Convexity Premiums for each of the 20 rats (row) - see Appendix for details.

Each row represents a rat and the color code indicates the profile of the animal, as in Figure 2. Towards the right, the dot materializes how many pellets were obtained relative to the number that would have been obtained if a convex menu had been chosen at each trial. Towards the left, the coloured dot indicates the total seconds of penalty obtained relative to what would have been obtained if a concave menu had been chosen at each trial.
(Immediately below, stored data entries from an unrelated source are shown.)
PR #264, opened 2022-05-10
Fix native image build

or:
Fix the ignored `:jvm-opts` for native-image, as mentioned in #254.

Also clean up the native-image build, some options have no effect or didn't work as intended on current GraalVM versions (21.2.0+, latest is 22.1).

### DIFF
--- a/.gitignore
+++ b/.gitignore
@@ -7,3 +7,4 @@ pom.xml.asc
 *.class
 .lein-*
 .nrepl-port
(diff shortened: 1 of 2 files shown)


weavejester:
Thanks - can you squash the "remove option" commits together? So 64236e0, 3ef275c and 5167941.

or:
Yup, done.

The left panel in Figure S1 about time-out punishments can be read in a similar way, with now the point most to the left of the black segment corresponds to the largest loss in terms of waiting times, while the end point to the right corresponds to the lowest amount of time wasted. Therefore, the bold and colored segment indicates a negative premium: for instance, rat 2 on the first line in the left panel of Figure S1 has been exposed to the largest time-out punishment: it has a negative and large convexity premium because it mixed exposures with concave losses (that, is Fragile and Vulnerable), too often. Symmetrically, some rats turn out to get convexity premiums that are above 100% because they got too few black swans when they picked exposures that are concave in the loss domain). Comparing the right and left panels in Figure S1, one infers that rats exploit convexity better in the loss domain than in the gain domain, that is, they more often avoid Black Swans than they get Jackpots. This is of course consistent with our earlier observation that most rats exhibit moderate to high Black Swan Avoidance.

Data availability

Data availability: All data needed to replicate the results are available via GitHub at https://github.com/PatrickPintus/Rare-and-Extreme-Events. Code is available from the authors upon request

Acknowledgements

This paper supersedes a previous version circulated under the title “Decision-Making in Rats is Sensitive to Rare and Extreme Events: the Black Swan Avoidance”. The authors would like to gratefully thank the Editors and Referees at eLife for constructive and helpful comments and suggestions. The authors would like to also thank, without implicating, Raouf Boucekkine, Andrea Brovelli, Giorgio Coricelli, John Duffy, Thibault Gajdos, Brian Hill, Tobias Kalenscher, Fabio Maccheroni, Dean Mobbs, Stefano Palminteri, Drazen Prelec, Guillaume Rocheteau and Wolfram Schultz for very useful discussions and encouragement at early and more recent stages of this research, which has had a long gestation lag, as well as many conference and seminar participants for helpful feedback, especially at European Winter Conference on Brain Research, CERGIC, BSE Summer Forum, Institut Jean Nicod, Bocconi University, CREST, GREDEG, UC Irvine, MUSEES conference in Lyon, Comparative Psychology Research Colloquium in Düsseldorf, LNC2, IAST.

Additional information

Funding

The authors are grateful for the support of ANR through BEAM (ANR-15-ORAR-0004-03) and of CNRS through a MITI interdisciplinary grant (call for projects on rare events).

Author contributions

C.B., M.D, S.L., and P.P. designed the experiments. M.D and L.W.M. performed the experiments. S.L. and P.P. analyzed and modelled the data. S.L, P.P. and C.B, wrote the manuscript.